### Brief
Each line of the records that holds "because" should be shown in full.

"""

Issue #878, opened 2018-01-30
More farewells


therationalpi:
Monika only has two ways to say goodbye at the moment. We need to add more ways to say goodbye including ones that are time based.

I will put it on myself to extend the farewell system to make time-based farewells easier to implement, but I will need help from the writers on actually making enough ways to say goodbye.

Keep in mind that we want a mix of interesting "One-time" farewells that are longer and shorter "reusable" farewells that can be randomly chosen from even after all the special farewells are depleted.

therationalpi:
https://github.com/Backdash/MonikaModDev/pull/870

Here's some, can still use more.

LokiOdinson:
I am sorry for my English. But I have a problem! I installed the mod, but I can not talk and play with Monica. What should I do?

ThePotatoGuy:
oh this is done

PR #1270, opened 2018-03-17
Farewells system rework

aldoram5:
This pull request modifies the old farewells system so it now checks for rules first to filter the farewells based on different conditions. 

This also adds a new rule specific for farewells: `MASFarewellRule`, right now this rule only defines a special random chance for the farewell to be selected.

Basically you can define a special ruled farewell using something like this:
```
init 5 python:
    rules = dict()
    rules.update(MASSelectiveRepeatRule.create_rule(hours=range(21,24)))
    addEvent(
        Event(
            persistent.farewell_database,
            eventlabel="bye_going_to_sleep",
            unlocked=True,
            rules=rules
        ),
        eventdb=evhand.farewell_database
    )
    del rules

label bye_going_to_sleep:
    m "Are you going to sleep, [player]?"
    m 1e "I'll be seeing you in your dreams"
    return 'quit'
```

This pull request addresses the changes discussed here: https://github.com/Monika-After-Story/MonikaModDev/issues/878

### DIFF
--- a/Monika After Story/game/dev/dev_farewells.rpy
+++ b/Monika After Story/game/dev/dev_farewells.rpy
@@ -33,3 +33,21 @@ label bye_dev:
     m 1e "Or maybe you're just running some tests?"
     m 1k "Don't give up until everything works as expected!"
     return 'quit'
+
+# This one exists so devs get an autoupdate once they pull these changes
+init 5 python:
+    ev = Event(persistent.farewell_database,eventlabel="bye_dev_temp",unlocked=True)
+    addEvent(ev,eventdb=evhand.farewell_database)
+    del ev
+
+label bye_dev_temp:
+    m 1c "Leaving now, eh [player]?"
+    m 1e "We had some changes in the farewell system, I need to update something first ..."
+    python:
+        for k in evhand.farewell_database:
+            # no need to do any special checks since all farewells were already available
+            renpy.store.evhand.farewell_database[k].unlocked = True
+    $ evhand.farewell_database["bye_dev_temp"].unlocked = False
+    m 1k "All done, thanks for waiting [player]!"
+    #Don't show this farewell again
+    return 'quit'
--- a/Monika After Story/game/dev/dev_farewells.rpy
+++ b/Monika After Story/game/dev/dev_farewells.rpy
@@ -1,0 +1,35 @@
+# dev related farewells
+
+init 5 python:
+    rules = dict()
+    rules.update(MASNumericalRepeatRule.create_rule(repeat=EV_NUM_RULE_YEAR))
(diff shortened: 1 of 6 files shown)


Monika After Story/game/dev/dev_farewells.rpy
```diff
@@ -0,0 +1,53 @@
...
+    del rules
+
+label bye_st_patrick:
+    m 1c "Aww, leaving already?"
+    m 1e "It's really sad whenever you have to go..."
+    m 1b "Good luck with the hangover!"
+    return 'quit'
+
+init 5 python:
+    ev = Event(persistent.farewell_database,eventlabel="bye_dev",unlocked=True)
```
ThePotatoGuy: While this works, this bypasses the init locks system. Doing the traditional:
```python
<setup rules>
addEvent(
    Event(
         ....
         rules=rules
     )
)
del rules
```
allows for the initlocks system to disable changes on init.

Since this is a dev goodbye, its not really an issue, but in production, we should anonymously create Event instances as we call addEvent.
**No change here is necessary, just letting you know of  a standard**

(If you already knew this, then dont mind me~)

Monika After Story/game/event-rules.rpy
```diff
@@ -437,6 +438,72 @@ init -1 python:
...
+            if rule is None:
+                return False
+
+            # store the rule for easy access
+            # keeping this so when we add another rule we'll keep
+            # the same code structure, also it's more readable changing the name
+            random_chance = rule
+
+            # check if random_chance is 0 return False
+            if random_chance == 0:
```
ThePotatoGuy: Rather than check only 0, lets program this defensively and return False if random_chance is `<= 0`

Monika After Story/game/dev/dev_farewells.rpy
aldoram5: Actually I didn't knew that, I did it that way just because I got curious about the the optional argument on the rules and wanted to do a little test with that, that's why I did it on the dev one.
Thanks for explaining that, I'll be sure to never do it this way in any production greeting/farewell.

Monika After Story/game/event-rules.rpy
aldoram5: Alright I'll make that change, I did the check against 0 only because on the creation method I already raise an Exception if the random chance is negative. Should I adjust the greeting check rule too? because there I only check against 0 too.

ThePotatoGuy: Yeah adjust the other one too

aldoram5: Done, thanks a lot fot taking the time to review it!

"""

### Reply to the task
aldoram5: Actually I didn't knew that, I did it that way just because I got curious about the the optional argument on the rules and wanted to do a little test with that, that's why I did it on the dev one.
aldoram5: Alright I'll make that change, I did the check against 0 only because on the creation method I already raise an Exception if the random chance is negative. Should I adjust the greeting check rule too? because there I only check against 0 too.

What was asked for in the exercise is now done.